## Power Laws and Benford's Law

In the class of things that display universality, power laws occupy a special place in the academic imagination. Those who encounter them return babbling like a character in a Lovecraft story. Perhaps this shouldn’t be a surprise: their simplicity belies the fact that they are often difficult to explain theoretically, and their ubiuquity carries the type eldritch horror that’s par for the course when uncovering an inexplicable secret to the universe. Some examples:

- In economics, Xavier Gabaix, who has an early paper on the eerie empirical regularity that the size distribution of cities follows Zipf’s law has a detailed paper on power laws in finance.
- Sandpiles (like, literally dropping grains of sand onto a plain and seeing if stable pyramids form) have cluster sizes distributed by a power law.
- The number of connections each node has in a social network is Pareto distributed – this is proven in the classic Barabasi-Albert model.
- The metabolic rate of an animal is $\propto$ animal’s mass$^{3/4}$ (Kleiber’s law).
- Et cetera; Geoffrey West has a whole book on this; there’s even a Wikipedia list.
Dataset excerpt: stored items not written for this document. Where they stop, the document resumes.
PR #287, opened 2017-07-08
Fix slack channel name and provide credentials for the graphs on scre…

TooAngel:
…epspl.us

### DIFF
--- a/config_local.js.example
+++ b/config_local.js.example
@@ -1,6 +1,6 @@
 // Local overrides to config, modify this instead of global config.
-//--- Uncomment screepsplusToken for share datas on TooAngels datasboard on screepspl.us
-//--- You can acces datas contacting tooangel on #the_angels slack channel or use your token.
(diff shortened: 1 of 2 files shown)


samogot:
Is it a good point to share credentials in public? This way anyone, not only Angels contributor or user can read stats, so our players would be vulnerable to other

TooAngel:
Oh, didn't recognize that you started using it. This was a long discussion in the past, that we wanted to start sharing them internally first and provide them public later. In the sense of we have an open source code base, we can also make our graphs and maybe logs open source. - And if so, we can still win :-)

In the end it is open for discussion. If you prefer I can close this and change the password.

TooAngel:
I often had the situation where I would love to see code from other players or get a feeling of their resources in graphs or logs. I'm pretty much wanting to go in the direction of completely open and a contributor based development.
Let's say taking me a bit out of the equation for the future development of the TooAngel account.

samogot:
ok, that makes sence

PR #655, opened 2022-09-06
[LOGIC REFINE]only do destroyStructureSpawn after you have at least several Spawns now.

XenoAmess:
failure of XenoAmess, from https://screeps.com/a/#!/history/shard1/E49S27?t=42643500 to https://screeps.com/a/#!/history/shard1/E49S27?t=42645100 , shows it is really dangerous to destroy StructureSpawn when you have too few destroyStructureSpawn, so please only do it when you have another 2, at least you will not die like what XenoAmess suffered.

### DIFF
--- a/src/config.js
+++ b/src/config.js
@@ -217,6 +217,7 @@ global.config = {
 
   myRoom: {
     underAttackMinAttackTimer: 50,
+    leastSpawnsToRebuildStructureSpawn: 1,
   },
 
   room: {
--- a/src/prototype_room_init.js
+++ b/src/prototype_room_init.js
@@ -376,6 +376,10 @@ Room.prototype.checkForSpawnPosition = function(pos) {
  **/
 Room.prototype.checkForMisplacedSpawn = function() {
   const spawns = this.findMySpawns();
+  const spawnsCount = spawns.length;
+  if (spawnsCount < config.myRoom.leastSpawnsToRebuildStructureSpawn) {
+    return;
+  }
   for (const spawn of spawns) {
     if (!this.checkForSpawnPosition(spawn.pos)) {
       this.log('Setting misplacedSpawn');
--- a/src/prototype_room_basebuilder.js
+++ b/src/prototype_room_basebuilder.js
@@ -102,7 +102,12 @@ Room.prototype.buildRampartsAroundSpawns = function() {
  * @return {boolean}
  */
 function destroyStructureSpawn(room, structure) {
+  const spawnsCount = room.findMySpawns().length;
   if (room.memory.misplacedSpawn) {
+    if (spawnsCount < config.myRoom.leastSpawnsToRebuildStructureSpawn) {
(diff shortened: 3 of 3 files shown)


CarsonBurke:
Why not just when there are 2+ spawns? Your issue only happened when there was 1 and it tried to be rebuilt

XenoAmess:
> Your issue only happened when there was 1 and it tried to be rebuilt

Yep, sadly the original codes be too confidence about the rebuilt, which comes to a failure.

> Why not just when there are 2+ spawns? 

because I still think 2 is not safe enough...

XenoAmess:
OK seems there is a really mean test there, so I just would set the default config to 1
I will strongly suggest make this config at least to 2, or even 3, but I will not force others.
:)

src/prototype_room_init.js
```diff
@@ -375,6 +375,10 @@ Room.prototype.checkForSpawnPosition = function(pos) {
  * @return {undefined}
  **/
 Room.prototype.checkForMisplacedSpawn = function() {
+  const spawnsCount = Object.keys(Game.spawns).length;
```
mschultheiss83, line 378: i dont think you should use Game.spawns as spawnsCount... check for 
```js
  const spawns = this.findMySpawns();
  if (spawns.length > 2) {
```

mschultheiss83 (changes requested):
maybe you should move this to
```js
// from
config.structureSpawn: {
  leastStructureSpawnToDestroyStructureSpawn
}
// to 
config.myRoom: {
   leastSpawnsToRebuildStructureSpawn
}
```

src/prototype_room_init.js
XenoAmess: @mschultheiss83 Done. please have a re-review.

src/config.js
```diff
@@ -217,6 +217,7 @@ global.config = {
 
   myRoom: {
     underAttackMinAttackTimer: 50,
+    leastSpawnsToRebuildStructureSpawn: 1,
```
mschultheiss83, line 220: so should this be 1 or 2

mschultheiss83 (approved):

src/config.js
XenoAmess: I would use 2 for myself, but there be a unit test here requires MUST relocate spawn as soon as possible, otherwise would fail.
So I have to set it default 1.

mschultheiss83: can you point me to it, can't find it?
image

XenoAmess: > can you point me to it, can't find it? image

I make it to 2 and commit, then we can see it from circleci result...

XenoAmess: @mschultheiss83 see https://app.circleci.com/pipelines/github/TooAngel/screeps/237/workflows/d2d2ba27-f834-4b4b-82f4-456636e8e5d8/jobs/2532

TooAngel:

PR #656, opened 2022-09-06
[LOGIC REFINE]when in a room which have your controller, but no your spawn, let builder be able to extract energy from everywhere, as it need to rebuild spawn at any cost.

XenoAmess:


src/prototype_creep_startup_tasks.js
```diff
@@ -133,6 +133,35 @@ Creep.repairStructure = function(creep) {
...
+    return false;
+  }
+  let structures = this.room.findPropertyFilter(FIND_STRUCTURES, 'structureType', [STRUCTURE_CONTROLLER, STRUCTURE_RAMPART, STRUCTURE_EXTRACTOR, STRUCTURE_OBSERVER], {
+    inverse: true,
+    filter: Room.structureHasEnergy,
+  });
+  if (this.carry.energy || !structures.length) {
+    return false;
+  }
+  // Get energy from the structure with highest amount first
```
mschultheiss83, line 150: why no the lowest?

XenoAmess: Because that means 2 things I want to avoid.
1. it would use Storage at last, and Storage have quite some energy and should be extracted out then use for the hard time.
2. lowest sometimes not worthy to walt to and extract, they just have too less energy. when a spawn is destroyed, I think we must rebuild it as fast as possible, so wasting time on the road seems not quite wise to me.

mschultheiss83: i don't know if i like that... getEnergyFromAnyStructures means even hostile storage
i sometimes find a left room let's say hostile, with an inactive player, so i claim the room.
what i don't want is that the nextroomers grab the energy from it. 

what i like more is that the universal grab the energy and build the extensions, towers and upgrade controller and when they reach the RoomControllerLevel 4 they need to rebuild the storage anyway

src/prototype_creep_resources.js
```diff
@@ -13,10 +13,12 @@ Creep.prototype.universalBeforeStorage = function() {
   if (this.room.controller && (this.room.controller.ticksToDowngrade < CONTROLLER_DOWNGRADE[this.room.controller.level] / 10 || this.room.controller.level === 1)) {
     methods.push(Creep.upgradeControllerTask);
   }
-  const universals = this.room.findPropertyFilter(FIND_MY_CREEPS, 'memory.role', ['universal']).map((creep) => creep.name);
-  universals.sort();
-  if (universals.indexOf(this.name) < 2) {
-    methods.push(Creep.transferEnergy);
+  if (!this.room.isConstructingSpawn()) {
```
mschultheiss83, line 16: why not transferEnergy if room.isConstructingSpawn?

mschultheiss83 (commented):
i understand you point, i would wish to disable this feature, maybe if some config is set like

```js
Room.prototype.isConstructingSpawn = function() {
  if (!this.controller || !this.controller.my || config.myRoom.enableGetEnergyFromAnyStructures) {
    return false;
  }
  if (this.findPropertyFilter(FIND_MY_STRUCTURES, 'structureType', [STRUCTURE_SPAWN], {}).length > 0) {
    return false;
  }
  return true;
};
```

src/prototype_creep_startup_tasks.js
XenoAmess: > i don't know if i like that... getEnergyFromAnyStructures means even hostile storage i sometimes find a left room let's say hostile, with an inactive player, so i claim the room. what i don't want is that the nextroomers grab the energy from it.
> 
> what i like more is that the universal grab the energy and build the extensions, towers and upgrade controller and when they reach the RoomControllerLevel 4 they need to rebuild the storage anyway

Come to think of it, It is actually OK for me to accept only grab energy from own structure, as it is hard to see any hostile structure in my waiting spawn room.

Will change it to only grab energy from mystructure.

src/prototype_creep_resources.js
XenoAmess: > maybe if some config is set like

OK, can do.

XenoAmess: > why not transferEnergy if room.isConstructingSpawn?

because transferEnergy have higher priority than constructTask.

means, even if you are rebuilding spawn, the universals will still fill your precious energy into extensions, which can be a disaster.

XenoAmess:
> i understand you point, i would wish to disable this feature, maybe if some config is set like
> 
> ```js
> Room.prototype.isConstructingSpawn = function() {
>   if (!this.controller || !this.controller.my || !config.myRoom.enableGetEnergyFromAnyStructures) {
>     return false;
>   }
>   if (this.findPropertyFilter(FIND_MY_STRUCTURES, 'structureType', [STRUCTURE_SPAWN], {}).length > 0) {
>     return false;
>   }
>   return true;
> };
> ```

Configuration added. please review when you have time.

Have a nice weekend.

mschultheiss83 (approved):

TooAngel:

PR #657, opened 2022-09-06
[SEVERE]Fix claimer code changed by wilken which cause can never claim any room when config.nextRoom.resourceStats be false, which be default...

XenoAmess:
@TooAngel I cannot say there be 0 possibility that it be a bug, but I really think it possibly be a hacking-attack to this repo. 

please review as soon as possible, thanks. 

only when Memory.myRooms.length < 0 can we claim new room, yep a negative array!

### DIFF
--- a/src/brain_memory.js
+++ b/src/brain_memory.js
@@ -202,11 +202,32 @@ Upgrade less: ${strings.upgradeLess}
 =========================`);
 };
 
+brain.executeEveryTicks = function(ticks) {
+  const timer = (ticks > 3000) ? Game.time - Memory.time + 1 : 0;
+  return (timer > 1) ? (Game.time % ticks) < timer : (Game.time % ticks) === 0;
+};
+
+brain.setDynamicConfigInternal = function() {
+  Memory.dynamicConfig = Memory.dynamicConfig || {};
+  Memory.dynamicConfig.nextRoom = Memory.dynamicConfig.nextRoom || {};
+  Memory.dynamicConfig.nextRoom.maxRooms = Math.min(config.nextRoom.maxRooms, Game.gcl.level);
+};
+
+brain.setDynamicConfigInternal();
+
+brain.setDynamicConfig = function() {
+  if (!this.executeEveryTicks(1000)) {
+    return false;
+  }
+  this.setDynamicConfigInternal();
+};
+
 brain.prepareMemory = function() {
   Memory.username = Memory.username || _.chain(Game.rooms).map('controller').flatten().filter('my').map('owner.username').first().value();
   Memory.myRooms = Memory.myRooms || [];
   Memory.squads = Memory.squads || {};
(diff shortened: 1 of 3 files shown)


mschultheiss83 (changes requested):
you should change 
config.nextRoom.maxRooms to be like max(8 (default), Game.gcl.level/2) or something like this

XenoAmess:
> you should change config.nextRoom.maxRooms to be like max(8 (default), Game.gcl.level / 1.5) or something like this

image

What you said is reasonable, and I would use Game.gcl.level to make it sync with existed codes in nextroomers, means `max(config.nextRoom.maxRooms, Game.gcl.level)`

XenoAmess:
@mschultheiss83 please reply and re-review, thanks.

mschultheiss83:
if you have 2 or more nextroomer in 2 different rooms the following line ensures that the first nextroomer wins
`  if (Memory.myRooms.length >= Game.gcl.level) {`

mschultheiss83 (changes requested):
looks good to me, but we should change the config.js
```js
    maxRooms: Math.max(8, Game.gcl.level),
```

XenoAmess:
> looks good to me, but we should change the config.js
> 
> ```js
>     maxRooms: Math.max(8, Game.gcl.level),
> ```

nope as the config will only run once, would never recalculate when you upgrade.

XenoAmess:
> if you have 2 or more nextroomer in 2 different rooms the following line ensures that the first nextroomer wins ` if (Memory.myRooms.length >= Game.gcl.level) {`

yes, it already have such limits. so I don't think we need to add another.

mschultheiss83:
> nope as the config will only run once, would never recalculate when you upgrade gcl level.

we could update it in `brain.prepareMemory`

mschultheiss83:
> yes, it already have such limits. so I don't think we need to add another.
it for after respawn like me GCL 28 but like 6 rooms
so maxRooms should be near you GCL.
i have faced some memory issues when you have more than 20 rooms so i added 
`  config.nextRoom.maxRooms = Math.max(8, Game.gcl.level / 1.5); ` to the `brain.prepareMemory` function

XenoAmess:
> > yes, it already have such limits. so I don't think we need to add another.
> > it for after respawn like me GCL 28 but like 6 rooms
> > so maxRooms should be near you GCL.
> > i have faced some memory issues when i had more than 20 rooms so i added
> > ` config.nextRoom.maxRooms = Math.max(8, Game.gcl.level / 1.5);` to the `brain.prepareMemory` function

@mschultheiss83 I understood what you wanna. please have a look at the latest version, I added a dynamic config stage,  and IMO it can do.

XenoAmess:
@dependabot use this milestone

TooAngel:

PR #664, opened 2022-09-07
[LOGIC REFINE]after claiming, turn claimer to a reserver or a scout, instead of kill it.

XenoAmess:


mschultheiss83 (changes requested):
please check Creep.recycleCreep prototype_creep_startup_tasks.js:101

src/prototype_creep.js
```diff
@@ -102,8 +102,7 @@ Creep.prototype.checkForHandle = function() {
   const role = this.memory.role;
   if (!role) {
     this.log('Creep role not defined for: ' + this.id + ' ' + this.name.split('-')[0].replace(/[0-9]/g, ''));
-    this.memory.killed = true;
-    this.suicide();
+    Creep.recycleCreep(this);
```
mschultheiss83, line 105: i dont know if this is working... did you test it? 
if creep.memory.role is not set can a creep then move to a spawn for recycle?

src/prototype_creep.js
```diff
@@ -117,7 +116,7 @@ Creep.prototype.handle = function() {
   try {
     if (!this.unit()) {
       this.log('Unknown role suiciding');
-      this.suicide();
+      Creep.recycleCreep(this);
```
mschultheiss83, line 119: same as above, and we should change the log message 'Unknown role recycling creep'

src/prototype_creep_clean.js
```diff
@@ -142,8 +142,7 @@ Creep.prototype.cleanSetTargetId = function() {
     }
   }
   this.memory.targetReached = true;
-  this.memory.killed = true;
   this.log('Nothing found, suicide');
```
mschultheiss83, line 145: same here `  this.log('Nothing found, recycling');`

src/prototype_room_controller.js
```diff
@@ -116,5 +116,5 @@ Room.prototype.clearRoom = function() {
   _.each(constructionSites, (cs) => cs.remove());
 
   const creeps = this.findMyCreeps();
-  _.each(creeps, (cs) => cs.suicide());
+  _.each(creeps, (cs) => Creep.recycleCreep(cs));
```
mschultheiss83, line 119: this can not work `_.each(structures, (s) => s.destroy());` so creep will not find a spawn in the room

src/role_carry.js
```diff
@@ -55,15 +55,15 @@ function checkHelperEmptyStorage(creep) {
...
     if (targetStructure === null) {
-      creep.suicide();
+      Creep.recycleCreep(creep);
       return;
     }
 
     if (targetStructure.structureType === STRUCTURE_STORAGE) {
       creep.say('storage');
       if (targetStructure.store.energy === 0) {
         creep.log('Suiciding the storage I should get the energy from is empty');
```
mschultheiss83, line 65: this should work 
but `creep.log('recycling: the storage I should get the energy from is empty');`

src/role_carry.js
```diff
@@ -399,8 +399,7 @@ roles.carry.action = function(creep) {
   // End of path, can't harvest, suicide (otherwise the sourcer gets stuck)
   if (!reverse && creep.body.filter((part) => part.type === WORK).length === 0) {
     // creep.log('Suiciding because end of path, no energy, do not want to get in the way of the sourcer (better recycle?)');
-    creep.memory.killed = true;
-    creep.suicide();
+    Creep.recycleCreep(creep);
```
mschultheiss83, line 402: we should test this

src/role_claimer.js
```diff
@@ -22,7 +22,7 @@ roles.claimer.action = function(creep) {
   const returnCode = creep.claimController(creep.room.controller);
   if (returnCode === OK) {
     creep.creepLog('New claimer, in room, claimed');
-    creep.suicide();
+    Creep.recycleCreep(creep);
```
mschultheiss83, line 25: this should depend on 
```js 
if (creep.memory.timeToTravel > 0 && creep.memory.born - Game.time < creep.memory.timeToTravel) {
// creep will not reach spawn in time
  creep.suicide();
} else {
  Creep.recycleCreep(creep);
}
```

src/role_quester.js
```diff
@@ -16,7 +16,7 @@ roles.quester.settings = {
 roles.quester.questLost = function(creep, quest, reason, value) {
   creep.log(`Quest lost cs: ${value} ${JSON.stringify(quest)}`);
   delete Memory.quests[creep.memory.level];
-  creep.suicide();
+  Creep.recycleCreep(creep);
```
mschultheiss83, line 19: maybe we should add into `Creep.recycleCreep` function 
`creep.memory.timeToTravel > 0 && creep.memory.born - Game.time < creep.memory.timeToTravel` and let the recycleCreep decide between suicide and recycle

src/role_quester.js
```diff
@@ -33,7 +33,7 @@ roles.quester.questWon = function(creep, quest) {
   };
   creep.room.terminal.send(RESOURCE_ENERGY, 100, quest.player.room, JSON.stringify(response));
   delete Memory.quests[creep.memory.level];
-  creep.suicide();
+  Creep.recycleCreep(creep);
```
mschultheiss83, line 36: same here timeToTravel vs born

mschultheiss83 (changes requested):
i guess patching the Creep.recycleCreep function would be necessary
`creep.memory.timeToTravel > 0 && creep.memory.born - Game.time < creep.memory.timeToTravel` 
and let the recycleCreep decide between suicide and recycle

src/prototype_creep.js
XenoAmess: Good question.
Before, I use the new added implemented function, so I know it can, but now it is an existed function...
I will give it a role here, so it would think itself be a scout.

src/role_claimer.js
XenoAmess: I will refine the existed recycleCreep function, and the check would be added there, using getRoomLinearDistance.

src/role_quester.js
XenoAmess: > maybe we should add into `Creep.recycleCreep` function `creep.memory.timeToTravel > 0 && creep.memory.born - Game.time < creep.memory.timeToTravel` and let the recycleCreep decide between suicide and recycle

yes! that is what I mean

src/prototype_room_controller.js
XenoAmess: now it will search for other room.

src/role_carry.js
XenoAmess: yes, this is what I worried about.
In worst cases might cause lots of carriers stuck together

src/role_quester.js
XenoAmess: added the judge into recycleCreep function in

PR #668, opened 2022-09-08
[SEVERE]fix a bug in getPriority about room name, when targetRoom be an object

XenoAmess:


mschultheiss83 (commented):
when did this happen?

Issue #674, opened 2022-09-10
[LOGIC REFINE] suggest spawn creeps at TOP, but not force it.


XenoAmess:
is there any reason to force the position we spawn creeps at top?
I do wonder because sometimes when I get severe stuck, I think maybe it be better for sometime allow it spawn from other sides
any ideas?

XenoAmess:
Well I did a change commit about it and during one whole day in 4 rooms, I don't see it make any trouble. think should pr it here.

XenoAmess:
also agreed by @mschultheiss83 in discord, so I think we can try it at least..

mschultheiss83:
sure, let's test

TooAngel:
The planing of the base puts spawns below (bottom) of the path. That is the reason that it always spawns to the top.
Without this it can happen, that the creep will be on a position which can not reach the main path, because the extensions are blocking the way.

PR #675, opened 2022-09-10
[WIP][LOGIC REFINE] allow spawn creep to other than top

XenoAmess:
close https://github.com/TooAngel/screeps/issues/674


mschultheiss83:
btw, you should check for the main-path and maybe just allow to spawn creeps on the street... it else happen that our ceeps get stuck behind our structures, right?

TooAngel:

PR #677, opened 2022-09-11
[BUG]fix bug in construction target finding in role squadsiege.

XenoAmess:
now it will not try to dismental controller anymore.
besides `this.pos.findClosestByPath(FIND_HOSTILE_STRUCTURES, STRUCTURE_TOWER);` will actually search for any structure, with wrong use of `opt` param, so fix it.


TooAngel:

PR #681, opened 2022-11-03
[LOGIC REFINE]prevent sending useless reservers

TSStudio:
According to https://docs.screeps.com/start-areas.html
> The sector is completely separated from the outer world with a blind, indestructible wall preventing outside players from entering it. Getting inside a Novice Area is possible only by placing there your initial spawn directly.

It's impossible to travel between rooms with different status, so sending reservers is just wasting energy.  
Now check before sending them.

Updated Nov 6, 2022:

In a reserved room in a novice area, and next to normal area, walls exist but cannot be destroyed. Reservers shouldn't call structurers if the structure is not able to be destroyed.

### DIFF
--- a/package-lock.json
+++ b/package-lock.json
@@ -4427,9 +4427,9 @@
       "dev": true
     },
     "loader-utils": {
-      "version": "1.4.0",
-      "resolved": "https://registry.npmjs.org/loader-utils/-/loader-utils-1.4.0.tgz",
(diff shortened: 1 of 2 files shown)


mschultheiss83 (approved):
Nice thank you, looks good to me

mschultheiss83:
image
same goes for scouts

TSStudio:
> image
> same goes for scouts

Working on it, should finish in a few days. By the way, I’d like to know whether only scouts, reservers and structurers go to nearby rooms? Am I missing any other roles?

TSStudio:
Now it should work for all roles.

mschultheiss83:
can you rebase, please?

TSStudio:
Yes sure, but there's some mess when I rebase, hopefully merging won't be a big problem.

TooAngel:

PR #688, opened 2023-01-08
Improve setup documentation and increase version

TooAngel:
Mostly increasing the version so that it will be released.


TooAngel:

PR #689, opened 2023-01-23
Fix cli on test server

TooAngel:
Due to the latest docker setup changes the CLI port of the screeps server also needs to be exposed on 0.0.0.0.


TooAngel:

PR #690, opened 2023-01-30
Cleaning up eslint configs

TooAngel:
Merging all config into the `package.json`. I don't think anyone kept track of the different configs, also it clutters the root of the directory.


TooAngel:

PR #708, opened 2023-02-27
Cleanup the user utils

TooAngel:
The `src/utils.js` module should provide function to the user, to be used via the console.


TooAngel:

PR #709, opened 2023-03-04
Refactor: Remove findClosestByRangePropertyFilter

TooAngel:
Instead of abstracting the screeps API, we should extract as named functions which can be reused.

This allows to easier read the code and also allows to reused certain functions, as well as changes these at a common place in case of updates.

This is step one for removing all propertyfilter methods.


TooAngel:

PR #711, opened 2023-03-04
Introduce `spawnIdle`

TooAngel:
Store for each of `myRooms` the time a spawn is idle. Include this in the reserver logic and restrict new reservation on a spawnIdle threshold.

Currently too many rooms are tried to be reservered, while the actual `reserver` creeps are queue due to busy spawns.
The `spawnIdle` check tackles this issue.


TooAngel:

PR #716, opened 2023-11-05
reduce noise

TooAngel:
Disable commodities and attack log by default.


TooAngel:

PR #554, opened 2020-10-16
Timestamp on parcel detail view

devinleighsmith:


backend/api/Mapping/BaseMap.cs
```diff
@@ -11,6 +11,8 @@ public void Register(TypeAdapterConfig config)
             config.NewConfig<Entity.BaseEntity, Models.BaseModel>()
                 .Map(dest => dest.CreatedOn, src => src.CreatedOn)
                 .Map(dest => dest.UpdatedOn, src => src.UpdatedOn)
+                .Map(dest => dest.UpdatedByName, src => src.UpdatedBy != null ? src.UpdatedBy.DisplayName : src.CreatedBy != null ? src.CreatedBy.DisplayName : "unknown")
```
devinleighsmith, line 14: Yeah, so I'm not entirely sure this is the best way forward, maybe we should be returning an actual user object here instead of these specific fields?

jdtoombs (approved):

goemen (approved):

backend/api/Models/BaseModel.cs
```diff
@@ -9,6 +9,10 @@ public abstract class BaseModel
 
         public DateTime? UpdatedOn { get; set; }
 
+        public string? UpdatedByName { get; set; }
```
Fosol, line 12: Not sure why we need to use a nullable string here?

backend/api/Models/BaseModel.cs
```diff
@@ -9,6 +9,10 @@ public abstract class BaseModel
...
+
+        public string? UpdatedByEmail { get; set; }
```
Fosol, line 14: Not sure why we need to use a nullable string here?

Fosol (approved):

What’s going is is that power laws are universal in a dynamical systems sense – that the order these “laws” describe is reflective of something that’s inherent to life or complex systems in general. As Terry Tao notes in his post on universality, a key feature of these kinds of laws is compatibility, that one describes the other.

### Benford’s Law

One “law” related to power laws is Benford’s law, which describes the uncomfortable regularity at which leading digits of numbers – really, any numbers – follow a known distribution: In nature, 1s appear about 30% of the time, 2s 17.5%, etc, declining exponentially.

In the episode “Digits” of the Netflix science show “Connected,” Jennifer Golbeck (Prof at U Maryland’s i-School) talks about her paper that Benford’s law applies to friend and follower count on social networks. Since the degree distribution in social networks is likely governed by a power law (this is controversial, here’s a Quanta article and Barabasi’s reply), I wondered if just drawing the first digits of numbers from a power law would automatically give rise to Benfordness.

Experimenting in R, I use the Pareto distribution, $x_i \sim {\alpha x_m^\alpha \over x^{\alpha+1}},$ where I fix $x_m=1$ (this shouldn’t matter, as the properties are power laws are “scale-free”), and experiment with $\alpha$. Note here our power law is that $x_i \sim \alpha x^{-(\alpha+1)}$.

I then follow this procedure:

- For a given $\alpha$, draw $N=150,000$ iid draws from the Pareto distribution, i.e.,

```
# inverse of pareto cdf
Finv <- function(y,xm,alpha){
return((1/xm)*(1-y)^(-1/alpha))
}
# draw N uniform samples
u <- runif(N)
# create pareto draws
pareto_draws <- sapply(u,Finv,xm=1,alpha=my_alpha)
```

- Record the first digit of each draw
- Compute the fraction of the sample with leading digit $1,…,9$.
- Compute the Euclidean distance of that vector against Benford’s law, that the digits are distributed $P(x=d)=\log_{10}{d+1 \over d}$. In the figure below, I call this $|\text{x-y}|$.

What we get is the following:

We get the Benford distribution almost exactly when using $\alpha=0.01$,

Digit | Pareto (N=150k) | Benford’s law |
---|---|---|

1 | 0.30282000 | 0.30103000 |

2 | 0.17591333 | 0.17609126 |

3 | 0.12522667 | 0.12493874 |

4 | 0.09636000 | 0.09691001 |

5 | 0.07894667 | 0.07918125 |

6 | 0.06671333 | 0.06694679 |

7 | 0.05727333 | 0.05799195 |

8 | 0.05098667 | 0.05115252 |

9 | 0.04484667 | 0.04575749 |

This is, IMO, extremely surprising. The city size distribution, for example, is known to follow Benford’s law, see, e.g., this site. Yet the city size $\alpha$ is generally estimated at around $\alpha=1$, (see this Gabaix and Ioannides paper, for reference).

In this numerical experiment, at $\alpha=1$, we observe *superbenfordness*. That is,

Downloading the 2010 U.S. cities and towns census estimates, we see the distribution of leading digits in city size is roughly Benford,

We have found an inconsistency: Pareto distributions only produce Benford’s Law for $\alpha \rightarrow 0$, and Zipf’s Law for cities says the Pareto exponent for U.S. cities is roughly $\alpha=1$, and yet the U.S. city size distribution appears to obey Benford’s law.

This is consistent with the observation that Zipf’s law for U.S. cities *does not hold*, and that if anything, the U.S. city size distribution is only Pareto in one tail.